PR #1243, opened 2025-10-29
Layer settings compatibilty fixes for debugprintf and descriptorindexing samples

SRSaunders:
See discussion in #1241.

This PR should improve compatibility with KosmicKrisp for samples _debugprintf_ and _descriptorindexing_.  The **VK_EXT_layer_settings** extension should now be enabled and used only for MoltenVK-specific cases (i.e. _descriptorindexing_).  Layer settings for the VVL do not require the extension (i.e. _debugprintf_).

@aitor-lunarg please review this PR and test to make sure these changes work with KK.  Thanks.

One more thing:  I may be able to remove all specializations for MoltenVK in the _descriptorindexing_ sample if we can require a **minimum SDK version** on Apple.  It seems the variable descriptor count issue with MoltenVK may have been solved starting in Vulkan SDK 1.4.321.0.  And MoltenVK argument buffers have been enabled by default prior to this SDK version as well.  I would like to test this a bit more before drawing final conclusions, but I may add an additional commit here if it proves out.  This would remove Apple-specific code paths within the _descriptorindexing_ sample and clean things up.

### DIFF
--- a/examples/descriptorindexing/descriptorindexing.cpp
+++ b/examples/descriptorindexing/descriptorindexing.cpp
@@ -234,28 +234,6 @@ public:
 		// Binding 1 are the fragment shader images, which use indexing
 		// In the fragment shader:
 		//	layout (set = 0, binding = 1) uniform sampler2D textures[];
-
-#if (defined(VK_USE_PLATFORM_IOS_MVK) || defined(VK_USE_PLATFORM_MACOS_MVK) || defined(VK_USE_PLATFORM_METAL_EXT))
-		// Disable variable descriptor count feature on macOS/iOS until MoltenVK supports this feature when using combined image sampler textures
-		// Other implementations like lavapipe and KosmicKrisp do not need this, but retain for compatibility (for now) across drivers on macOS & iOS
-		// Note we are using only 1 descriptor set with a fixed descriptor count/pool size, so we can simply turn off the capability for now
-		std::vector<VkDescriptorBindingFlagsEXT> descriptorBindingFlags = {
-			0,
-			0
-		};
-		setLayoutBindingFlags.pBindingFlags = descriptorBindingFlags.data();
-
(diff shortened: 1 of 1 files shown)


SRSaunders:
Thanks @aitor-lunarg for your review.  In the end I have removed the MoltenVK layer setting for the _descriptorindexing_ sample.  This setting has not been required since SDK 1.3.296.0 (released Oct 8, 2024) which is over 1 year now.  Starting with this version MoltenVK has been configured to use Metal argument buffers by default and the layer setting was redundant.  I believe this is a long enough period to proceed with this change, removing older SDK version legacy support.

@SaschaWillems I would like to ask a question regarding your project's policy regarding SDK version compatibility.  Do you recommend only the latest SDKs, or do you have a back version compatibility policy?  The reason I ask is that remaining code differences on Apple platforms (using MoltenVK up to now) can be almost fully eliminated for the _descriptorindexing_ sample starting with SDK 1.4.321.0 (released July 15, 2025).  A defect in MoltenVK that was preventing use of variable descriptor counts was corrected in that SDK.  However, this may be a bit too recent and I am hesitant to proceed with this change until I understand your project's SDK back version policy.  Would you please provide some guidance here.  Thanks.

SaschaWillems:
I do not have an SDK policy except for "you don't need the SDK to use my samples". I'm fine with things only working with the most recent SDK. So feel free to adjust accordingly ;)

SRSaunders:
Thanks @SaschaWillems for your guidance here.  I have restored the _descriptorindexing_ sample to use variable descriptor counts on macOS & iOS as per the original code.  The only Apple-specific thing remaining in the sample is usage of `UPDATE_AFTER_BIND` flags to increase the maximum number of descriptors per-stage.  These are needed to silence VVL warnings about limits being exceeded, at least on MoltenVK.  I am not sure what limits KosmicKrisp will have, but usage of these flags is pretty benign and should work regardless of the driver (even on Windows or Linux for that matter).

The PR is now ready for your review.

**Exercise goal:**
Begin at the first line of the records above and quote every line verbatim through the one that contains "This PR should".

**Output of the exercise:**
PR #1243, opened 2025-10-29
Layer settings compatibilty fixes for debugprintf and descriptorindexing samples

SRSaunders:
See discussion in #1241.

This PR should improve compatibility with KosmicKrisp for samples _debugprintf_ and _descriptorindexing_.  The **VK_EXT_layer_settings** extension should now be enabled and used only for MoltenVK-specific cases (i.e. _descriptorindexing_).  Layer settings for the VVL do not require the extension (i.e. _debugprintf_).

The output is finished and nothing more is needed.